Tuesday, July 20, 2010

Signals of Oddity: Sabbath, 1


Bouncing Rick
Originally uploaded by paynehollow
We begin our year long look at our "Signals of Oddity" - those practices we have that make us peculiar - with our dear brother Rick leading us at a look at the notion of Sabbath...

Terri reminded us last week of Flannery O’Connor’s famous quip, “You shall know the truth, and the truth shall make you odd.” I love that oddity is the theme for our sabbatical period.

This year, we're considering our “Signals of Oddity: Worship as a Counter-Cultural Practice.” The idea is to study how worship functions as an alternative to the dominant culture. It says that one of our church’s challenges is to preserve our radical edge, our salty flavor, our oddity, our peculiarity.

Now on one level, a quick glance around the room suggests that peculiarity should not be a challenge for us!
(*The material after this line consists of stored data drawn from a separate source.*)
PR #1377, opened 2024-03-06
Fix/private array

ZzEeKkAa:
Use lower instead of overload, since we are allocating memory on the stack. Also adds optional argument `fill_zeros` cause previous implementation was doing so, but it is not essential and overkill for the performance.


diptorupd (dismissed):
Thank you!

numba_dpex/experimental/_kernel_dpcpp_spirv_overloads/_private_array_overloads.py
```diff
@@ -23,55 +24,12 @@
 )
 from numba_dpex.utils import address_space as AddressSpace
 
-from ..target import DPEX_KERNEL_EXP_TARGET_NAME
+from ._registy import lower
```
diptorupd, line 27: Typo in module name.
```suggestion
from ._registry import lower
```

diptorupd (dismissed):
Important set of fixes that need to go in ASAP. Thank you very much!

diptorupd (approved):
good to go!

We are indeed an odd bunch. And the idea of Sabbath is pretty odd and countercultural too.

So what are we doing here? Really. Here we are, this odd collection of people — male and female; black and white; gay and straight; single and coupled; older and younger; homeless and housed; people with psychological and physical challenges; students and professionals, employed and unemployed, believers and seekers…
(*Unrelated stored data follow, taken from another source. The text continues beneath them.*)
PR #1379, opened 2024-03-07
Use enum values for kernel arg types if dpctl >= 0.17

diptorupd:
https://github.com/IntelPython/dpctl/pull/1581 updated the enum values for DPCTLSyclKernelArgTy and also introduced a Python enum to track the libsyclinterface values. The current numba-dpex PR uses the latest API and enum from dpctl if the semantic version of dpctl is 0.17 or greater. Old behavior is retained for backward compatibility.


ZzEeKkAa (approved):
LGTM if tests pass!

PR #1382, opened 2024-03-11
Use enum values for kernel arg types if dpctl >= 0.17

ZzEeKkAa:
After https://github.com/IntelPython/dpctl/pull/1585 was merged, we can use enum literals.


diptorupd (approved):
I was about to open the same PR 😄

The welcoming diversity of this church, in itself, is a blessed oddity. One reason we’re here is the people we’ve come to love.

And there’s something pretty special about being with people with whom we can share our joys and concerns, knowing there’s a place where we belong. In this individualistic society, that’s pretty odd too. But to clarify why Sabbath signals a blessed oddity, I want to go back to the beginning – all the way back to Genesis 1 and 2, where Sabbath is first established. Because the Hebrews were saying something that’s remarkably relevant to our time.
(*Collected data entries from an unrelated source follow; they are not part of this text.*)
PR #1391, opened 2024-03-19
Verify global_barrier, indexing, private array inside device_func

diptorupd:

The existing `func` decorator has several design limitation that does not allow usage of features such as `barrier`, `dpex.local.array` and `dpex.private.array` inside a `func` decorated function. These limitations reduced the utility of the feature. See: https://github.com/soda-inria/sklearn-numba-dpex/blob/747914481371ee7fe6527240a7bb57104d207115/sklearn_numba_dpex/kmeans/kernels/lloyd_single_step.py#L142

All these limitations are addressed by the new `experimental.device_func` decorator. The PR adds unit tests to verify that `kernel_api.global_barrier` and `kernel_api.PrivateArray` can be used in a `device_func` decorated function.


ZzEeKkAa (approved):
LGTM! Thank you

PR #1394, opened 2024-03-20
Fix KernelHasReturnValueError inside KernelDispatcher.

diptorupd:
The KernelHasReturnValueError check was not working as intended in the experimental module. The PR fixes it by moving the check after compilation and using the signature as derived by the compilation result.


ZzEeKkAa (approved):
LGTM! Nice change!

PR #953, opened 2013-01-25
skip packages that have already been visited

drewfish:


lib/app/autoload/store.server.js
```diff
@@ -1093,6 +1095,7 @@ YUI.add('mojito-resource-store', function(Y, NAME) {
             this.selectors = {};
             this._appRVs = [];
             this._mojitRVs = {};
+            this._packagesVisited = {};
```
caridy, line 1099: Why is `_packagesVisited` initialized twice?

caridy:
+1

lib/app/autoload/store.server.js
drewfish, line 1099: It's initialized for every call to preloadResourceVersions().  Internally, preload() calls preloadResourceVersions() twice.  The first time is mainly to find RS addons (which can also be found in node_modules).  The second time is the "real" load, done once the store has all its addons plugged in.  If we didn't clear out packagesVisited then the RS addons wouldn't get a chance to see the resources in the NPM modules.

Said another way, the packages (and app itself) are used to populate _appRVs and _mojitRVs.  Anytime we (re)initialized those structures we need to (re)initialize _packagesVisited as well, so that those RV structures can get repopulated.

caridy, line 1099: got it!

PR #954, opened 2013-01-26
App fails to boot in nodejitsu

caridy:
App fails to boot in nodejitsu due to a callback wrapper that is synthetically created when calling `app.listen(8080);` in server.js. Apparently this callback interrupts the control, and make the app to hang. To solve the problem, we are removing the wrapper in favor of the original callback or nothing, in other words callback argument for app.listen() is optional now.


isao:
+1

caridy:
Travis is still unstable. One passed, the other fail :(

PR #955, opened 2013-01-28
prefer store.getStaticAppConfig()

drewfish:
... over store.getAppConfig(store.getStaticContext())


caridy:
+1

Note: I guess you will need to update the tests, for the store mock maybe.

drewfish:
Yep, I'll get tests to pass before merging.

PR #958, opened 2013-01-29
fix unit tests after newsboxes code was updated for pull #842

isao:
app no longer has that extra "template" property


drewfish:
+1

isao:
travis has errors ff/selenium unrelated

So turn to Genesis 1, the first of two creation stories in the opening chapters of Genesis. They come from oral traditions of two different regions of Israel in two different centuries. They even use different names for God (1:1—God/Elohim—and 2:4b—Lord God/YHWH Elohim). They’re different stories. So we can’t read them as science or historical reporting of actual events. That would misunderstand the nature of this literature. These stories present a worldview—symbolically.

The first story uses old Babylonian imagery by starting with a formless watery void, and portrays the whole drama of creation as a triumph of order.

1:2—“The earth was formless and empty; darkness was over the surface of the deep; and the Spirit of God was hovering over the waters.”

The chapter shows God simply speaking Order into existence. It’s one of the most carefully designed literary units in the Bible, with a structure crafted to reinforce its message—that we’re part of this marvelously complex patterned structure, an abundant, harmonious order. It’s amazing how the text’s form serves its function. Notice:

1) There are seven days—each paragraph set apart with repeated refrains in a richly patterned prose. You can see the order on the page.

And each paragraph has three repeated refrains, giving a symmetrical pattern to the whole structure:
*Each paragraph begins with, “And God said.”
*Each repeats: “And God saw that it was good.”
*And each day ends with the refrain, “And there was evening and there was morning, (another) day.”

The intentional sense of Order is impossible to miss.

2) But there’s another layer below the surface, adding a deeper complexity of more profound patterns. The structure includes two 3-day sets —the first set (days 1-3) introduces created contexts, and the second set (days 4-6) introduces the inhabitants of these settings.

For example, 2 and 5 are parallel to each other. The sea creatures and the birds created on the 5th day fill the sea and the heavens created on the 2nd. And the land animals created on the 6th day inhabit the dry land set aside on the 3rd. It’s an amazing symmetry!

3) And it gets more complex. At a deeper level, each paragraph contains structured pairs of opposites—darkness/light, heaven/earth, male/female.

It’s an intricate, multi-layered creation unfolding its richness as each interconnected level reveals deeper structures, carefully designed order — so many patterns in each layer that we can’t help but marvel at the intricate complexity of this literary creation, even as we do when we observe the perfect pattern of a snowflake, the colors of a prism, the interconnectedness of a forest ecosystem.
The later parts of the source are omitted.